Mamá no trataba de parecer indiferente. Era simplemente la forma en que se trataba a sí misma.

Era una catástrofe, pero nunca admitiría que algo había salido mal…

Papá siempre se quejaba y, en realidad, le estaba muy agradecido a su esposa por un plácido optimismo, que a menudo Iris encontraba exasperante. ¿No habría nada que la hiciese salir de sus casillas? Cuando Iris se lo preguntó una vez, su madre no le respondió enseguida, sino que más tarde le dijo:

—Si eso ocurriese, procuraría guardármelo para mí misma. Tu padre ya tiene bastantes cosas de qué preocuparse.

Regresó a su habitación, se limpió los dientes y se metió en la cama. Era chocante, pero no lo sentía tanto como hubiera esperado. Quizás, en cierto sentido, constituía un alivio el no tener que ir. No tener que pensar en la impresión que causaría, o preocuparse por las muchachas del tipo de Alice. De todos modos, Fred era sólo un muchacho. Algún día se convertiría en un hombre, en un hombre auténtico, y tendría sólo ojos para ella.

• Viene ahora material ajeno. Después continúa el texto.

PR #22, opened 2019-06-18
Update Unity project settings to be able to build the UWP solution for HoloLens

matthejo:
Main changes were:
1. gitignore updates to mask out generated content that results from updating asset caches and building the UWP solution
2. Updating the capabilities and package name (specifically the name of the project can't end with .Unity, as this causes a namespace conflict in the generated App.cs in the UWP solution)
3. Removing a missing GazeProvider component in SpectatorView.ArUco.HoloLens

### DIFF
--- a/src/SpectatorView.Unity/.gitignore
+++ b/src/SpectatorView.Unity/.gitignore
@@ -61,6 +61,19 @@ sysinfo.txt
 # Crashlytics generated file
 crashlytics-build.properties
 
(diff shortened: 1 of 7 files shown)


chrisfromwork:
Are these changes to manifest.json, GraphicSettings.asset and EditorBuildSettings.asset really needed? I think we should avoid introducing a scene into the EditorBuildSettings.asset definition for now.

PR #28, opened 2019-06-20
Enable qr code marker visuals + qr code marker detectors

chrisfromwork:
This review adds the following functionality:

1) SpectatorView.cs is updated to take different debug visual prefabs for users/spectators. This makes it easier to understand who observed coordinates at what location.
2) An Axis2 prefab was created for usage on the spectator device.
3) Some scenes were moved around, all scenes were updated to contain the new spectator/user debug visual prefabs

4) MarkerVisualSpatialLocalizer and MarkerVisualDetectorSpatialLocalizer were changed to abstract classes. Separate implementations were created for ArUco vs QR codes so that different localizer ids could be used for the different marker detector experiences.
5) MarkerVisualDetectorLocalizationInitializer was removed. Now, MarkerVisualLocalizationInitializer instructs the user device on what detector to use.
6) MarkerVisualSpatialLocalizers now take prefabs containing IMarkerVisuals. This avoids requiring the IMarkerVisual related ui to remain in the scene when unneeded.
7) ArUco and QR Code marker visual spatial localizers were all added to the main spectator view spatial localizers prefab.

Related to issue: https://github.com/microsoft/MixedReality-SpectatorView/issues/8


src/SpectatorView.Unity/Assets/MarkerDetection/IMarkerVisual.cs
```diff
@@ -34,5 +34,12 @@ public interface IMarkerVisual
         /// <param name="supportedIds">Output maximum marker id</param>
         /// <returns>Returns true if the maximum marker id can be found, otherwise false.</returns>
         bool TryGetMaxSupportedMarkerId(out int markerId);
+
+        /// <summary>
+        /// Tries to set an additional scale factors for the marker visual.
```
matthejo: >Tries to set an additional scale factors for the marker visual. [](start = 12, length = 63)

I think more  description might be necessary here. How does this differ from the marker size?

src/SpectatorView.Unity/Assets/SpectatorView/Scenes/EditorHoloLens2ExtrinsicsCalibrationScene.unity.meta
```diff
@@ -1,5 +1,5 @@
 fileFormatVersion: 2
-guid: dacd2c67aa5f55a4bb0f866db0bbb7a4
+guid: fca241a083bd79b4c8c1a8199e4569d9
```
matthejo: >fca241a083bd79b4c8c1a8199e4569d9 [](start = 6, length = 32)

Why did several of these meta files change?

PR #53, opened 2019-06-27
Update project settings to have consistent package names across platforms

chrisfromwork:
This change adds consistent package names across platforms. Previously iOS had nothing set.


chrisfromwork:
This addresses https://github.com/microsoft/MixedReality-SpectatorView/issues/23

PR #69, opened 2019-07-02
Fix compile warnings

chrisfromwork:
This change fixes compile warnings for SpectatorView code. ASA compile warnings still exist.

«Estoy segura de que mi madre piensa ahora que me siento hundida por eso… porque sabe tan bien como yo que Fred ha mentido. Piensa que fui desgraciada cuando estábamos en la playa, hace algunos años, y había una turbamulta de chiquillos jugando mientras yo estaba en una hamaca leyendo. Recuerdo aquel verano en que leí Ivanhoe y Los últimos días de Pompeya, y todos esos libros tan densos y maravillosos, esas historias y tragedias que son tan tristes, pero nunca lo suficientemente reales como para romperte el corazón, sino sólo para que se te humedezcan un poco los ojos. Entonces solía guardar el libro, me levantaba y volvía a sentirme feliz».

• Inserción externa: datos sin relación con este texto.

PR #72, opened 2019-07-03
Add UI in the Compositor window to choose a type of spatial localizer and configure it

matthejo:
This change adds new UI in the Compositor window for choosing a type of spatial localizer and for editing that localizer's settings.

Supporting settings editing is optional for a localizer. If the object implementing ISpatialLocalizationSettings also implements IEditableSpatialLocalizationSettings, that implementation will be used to present content in a Unity popup window.

The list of supported localizers is determined by cross-referencing the connected device's supported localizers with the compositor's supported localizers.

Here is an example of selecting a supported ArUco Marker localizer and configuring its settings.
image


src/SpectatorView.Unity/Assets/SpectatorView/Scripts/SpatialAlignment/ISpatialLocalizationSettings.cs
```diff
@@ -2,6 +2,7 @@
 // Licensed under the MIT License. See LICENSE in the project root for license information.
 
 using System.IO;
+using UnityEditor;
```
chrisfromwork: Is this needed? Can it be removed?

src/SpectatorView.Unity/Assets/SpectatorView/Scripts/SpatialAlignment/MarkerVisual/MarkerVisualSpatialLocalizer.cs
```diff
@@ -6,6 +6,7 @@
 using System.IO;
 using System.Threading;
 using System.Threading.Tasks;
+using UnityEditor;
 using UnityEngine;
```
chrisfromwork: Is this needed? nit: please revert this file if no changes occurred.

matthejo: I think these were remnants from an intermediate change, will revert them.

PR #110, opened 2019-07-09
Add known issue for ios screen recording

chrisfromwork:
This change is to address: https://github.com/microsoft/MixedReality-SpectatorView/issues/109


src/SpectatorView.Unity/Assets/SpectatorView/Scripts/ScreenRecording/README.md
```diff
@@ -7,6 +7,12 @@ Spectator View supports filming HoloLens experiences with mobile devices. All mo
 
 >Note: On Android, recorded content is always saved to a file; whereas on iOS, recorded content is saved to a temporary file that must be manually saved by the user.
 
+### Known Issues
+#### __Issue:__ iOS screen recording fails to create a video
```
matthejo: It feels like this should go at the end of the document, and maybe be called something like "Troubleshooting". "Known Issues" makes it sound like a bug in SpectatorView that just hasn't been fixed yet.

Issue #111, opened 2019-07-10
QRTracker fails to initialize correctly on clean install for QRCodeMarkerDetector


chrisfromwork:
It seems the QRTracker needs to be created after requesting the webcam capability.

PR #112, opened 2019-07-10
Fix qr code marker detection to initialize correctly on a clean install

chrisfromwork:
This review addresses https://github.com/microsoft/MixedReality-SpectatorView/issues/111

1) A DebugLog function is added to QRCodeMarkerDetector to cut down on log noise.
2) Capability requests for the webcam capability are relocated to the QRCodesManager and are called prior to creating the QRTracker. It appears that the capability needs to be granted prior to creating the QRTracker compared to before starting the QRTracker.

### DIFF
--- a/src/SpectatorView.Unity/Assets/SpectatorView/Scripts/MarkerDetection/QRCode/QRCodeMarkerDetector.cs
+++ b/src/SpectatorView.Unity/Assets/SpectatorView/Scripts/MarkerDetection/QRCode/QRCodeMarkerDetector.cs
@@ -8,8 +8,9 @@
 
 using UnityEngine;
 
-using System.Collections.Generic;
 using System;
+using System.Threading.Tasks;
+using System.Collections.Generic;
 
 #if ENABLE_QRCODES
 using Windows.Perception.Spatial;
@@ -24,6 +25,10 @@ namespace Microsoft.MixedReality.SpectatorView
     public class QRCodeMarkerDetector : MonoBehaviour,
         IMarkerDetector
     {
+        [Tooltip("Check to enable debug logging")]
+        [SerializeField]
+        private bool debugLogging = false;
+
 #if ENABLE_QRCODES
         private QRCodesManager _qrCodesManager;
         private Dictionary<Guid, SpatialCoordinateSystem> _markerCoordinateSystems = new Dictionary<Guid, SpatialCoordinateSystem>();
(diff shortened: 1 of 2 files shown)


andreiborodin:
> // Copyright (c) Microsoft Corporation. All rights reserved.

Why are these files so different that neither tool can diff them properly?

---
Refers to: src/SpectatorView.Unity/Assets/SpectatorView/Scripts/MarkerDetection/QRCode/QRCodesManager.cs:1 in 0b0fb62. [](commit_id = 0b0fb626ce215571d9aadbddb3da7cee06beb08f, deletion_comment = False)

chrisfromwork:
> // Copyright (c) Microsoft Corporation. All rights reserved.

There were inconsistent line endings that I switched to windows.

---
In reply to: [510221931](https://github.com/microsoft/MixedReality-SpectatorView/pull/112#issuecomment-510221931) [](ancestors = 510221931)

---
Refers to: src/SpectatorView.Unity/Assets/SpectatorView/Scripts/MarkerDetection/QRCode/QRCodesManager.cs:1 in 0b0fb62. [](commit_id = 0b0fb626ce215571d9aadbddb3da7cee06beb08f, deletion_comment = False)

src/SpectatorView.Unity/Assets/SpectatorView/Scripts/MarkerDetection/QRCode/QRCodeMarkerDetector.cs
```diff
@@ -88,26 +93,43 @@ public bool TryGetMarkerSize(int markerId, out float size)
...
+            {
+                StopTracking();
+                _qrCodesManager.QRCodeAdded -= QRCodeAdded;
+                _qrCodesManager.QRCodeRemoved -= QRCodeRemoved;
+                _qrCodesManager.QRCodeUpdated -= QRCodeUpdated;
+            }
         }
 
-        private async void StartTracking()
+        private async Task StartTracking()
```
matthejo: >StartTracking [](start = 27, length = 13)

Nit: I prefer the naming convention where async methods have a name that ends in Async (StartTrackingAsync). Makes it a lot easier when reading code to tell if the method is synchronous or not

src/SpectatorView.Unity/Assets/SpectatorView/Scripts/MarkerDetection/QRCode/QRCodesManager.cs
```diff
@@ -1,302 +1,316 @@
...
+
+        protected async void Start()
+        {
+            if (AutoStartQRTracking)
+            {
+                await StartQRTracking();
+            }
+        }
+
+        public async Task<QRTrackerStartResult> StartQRTracking()
```
matthejo: >StartQRTracking [](start = 48, length = 15)

It looks like if you call StartQRTracking (which is async) and then call StopQRTracking before the "await cap.RequestAccessAsync" finishes, the end result would be that the tracker would be running.

I think to make this safe to that kind of timing, you need to separate the state of "IsTrackerRunning" from "ShouldTrackerBeRunning". Then StopQRTracking can always set a state of ShouldTrackerBeRunning to false, and StartQRTracking can check for ShouldTrackerBeRunning after any async call it makes to ensure that it should continue to run the rest of the start sequence

chrisfromwork:
I'll address this in https://github.com/microsoft/MixedReality-SpectatorView/pull/120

«Cuando vaya al instituto quiero estudiar literatura inglesa. Estoy enamorada del sonido y cadencia de las palabras, el encanto y la fragancia de las voces, y esto desde hace tanto tiempo como puedo recordar, probablemente desde que mamá me leyó por primera vez cuentos en voz alta cuando yo sólo tenía tres años. Tal vez incluso mucho más pequeña aún. Se pueden paladear las palabras, al igual que los dedos sienten la suavidad del terciopelo. Una vez confeccioné una lista de palabras que eran especialmente hermosas. Zafiro. Campanilleo. Hierba. Angélica. Me gustaría que mi nombre fuese Angélica. He de imponerme como una obligación aprender cinco nuevas voces cada día».

Le gustaba mucho escribir. El problema radicaba en que no tenía nada acerca de qué escribir. Una vez había redactado una obra acerca de una muchacha solitaria, allá en el campamento, y el profesor le dijo que se trataba de una cosa muy lírica, pero aquella fue la única vez. Suponía que no tenía gran talento en especial, aunque, quizá, después de que hubiera realmente vivido sería capaz de encontrar algo que decir.

En la escuela había una chica de la misma edad de Iris, que se fue para estudiar en un conservatorio: ya había tocado con una orquesta. ¡Qué maravilloso debía de ser poseer un medio de expresión así! A Iris le pareció que algo alentaba dentro de ella y que deseaba salir afuera, pero que no podía. Su pecho albergaba tantas cosas, tan hermosas y perturbadoras, que la gente se detendría a mirarla con caras sorprendidas si hubieran conocido algo de todo esto.

«Es verdad —pensó Iris—, la persona que vive dentro de mí, y la persona que conocen los demás, no son en absoluto las mismas».